### About this task
Begin at the line below that contains "bassosimone, line 4: We" and write out every line from there to the end of the entries, exactly.

### Given data
◆ ◆ ◆ ◆ ◆ ◆ ◆

PR #1137, opened 2023-05-20
Benchmark using cachegrind

FedericoCeratto:
Implement basic reproducible benchmarking

See https://pythonspeed.com/articles/consistent-benchmarking-in-ci/

### DIFF
--- a/.github/workflows/qa.yml
+++ b/.github/workflows/qa.yml
@@ -1,6 +1,7 @@
 # Runs quality assurance checks
 name: "qa"
 on:
+  pull_request:
   push:
     branches:
       - "release/**"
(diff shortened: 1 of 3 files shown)


.github/workflows/qa.yml
```diff
@@ -1,6 +1,7 @@
 # Runs quality assurance checks
 name: "qa"
 on:
+  pull_request:
```
bassosimone, line 4: We don't want to run this workflow on every pull request because it is slow and it will hence slow down development. We usually only want to run QA tests when we are inside a release branch.

bassosimone (changes requested):
I don't think we should conflate the scripts we use for performing QA with cachegrind runs because that would most likely make the QA scripts (which are already slow and flaky) even slower and more annoying to run during releases.

Go contains [an extensive framework for benchmarking](https://go.dev/doc/diagnostics), but it is unclear to me whether there is an equivalent of using cachegrind. Could you check? (I'd rather really use native Go tools for benchmarking than external tools.)

What were you trying to benchmark? Perhaps, I can help by adding support to miniooni for generating performance traces that we can analyze with Go tools.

◆ ◆ ◆ ◆ ◆ ◆ ◆

### Written solution
bassosimone, line 4: We don't want to run this workflow on every pull request because it is slow and it will hence slow down development. We usually only want to run QA tests when we are inside a release branch.

bassosimone (changes requested):
I don't think we should conflate the scripts we use for performing QA with cachegrind runs because that would most likely make the QA scripts (which are already slow and flaky) even slower and more annoying to run during releases.

Go contains [an extensive framework for benchmarking](https://go.dev/doc/diagnostics), but it is unclear to me whether there is an equivalent of using cachegrind. Could you check? (I'd rather really use native Go tools for benchmarking than external tools.)

What were you trying to benchmark? Perhaps, I can help by adding support to miniooni for generating performance traces that we can analyze with Go tools.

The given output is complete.